- [WHAT IS BEING ASKED]:
List each line of the data that holds the string "sure".

===============

PR #197, opened 2020-10-22
make sure certificates are up-to-date

thaJeztah:
Found a TODO about this in one of our internal test-scripts to include this step in the get.docker.com install script.

### DIFF
--- a/install.sh
+++ b/install.sh
@@ -369,6 +369,8 @@ do_install() {
 				fi
 				$sh_c 'apt-get update -qq >/dev/null'
 				$sh_c "DEBIAN_FRONTEND=noninteractive apt-get install -y -qq $pre_reqs >/dev/null"
+				# Make sure ca-certificates are up-to-date
+				$sh_c "update-ca-certificates -f"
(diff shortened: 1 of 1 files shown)


thaJeztah:
@tianon @tiborvass PTAL 😅

tianon:
Honestly, I'm a little confused what problem this is solving?  If there's a package that gets installed that needs this to be run, it'll usually run it automatically via `postinst`. :confused:

Is there an issue/report somewhere with more details on what this is fixing?

thaJeztah:
@tianon I dug into history for that change, and it was added to fix issues in our builds for the armhf builds (either the host machines or in the balena images, I don't recall). Apparently those images at some points had (curl and) ca-certificates already installed, but the certificates were outdated. Then running curl (?) failed because the certificates were outdated.

I must admit that I don't recall the exact details, and the Jenkins logs for those failures are long gone. I'm ok with closing, just wanted to open this one for discussion to see if it would make sense to include (perhaps it would be similar scenarios where users run into the same problem?)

===============

- [ANSWER TO THE PROBLEM]:
make sure certificates are up-to-date
+				# Make sure ca-certificates are up-to-date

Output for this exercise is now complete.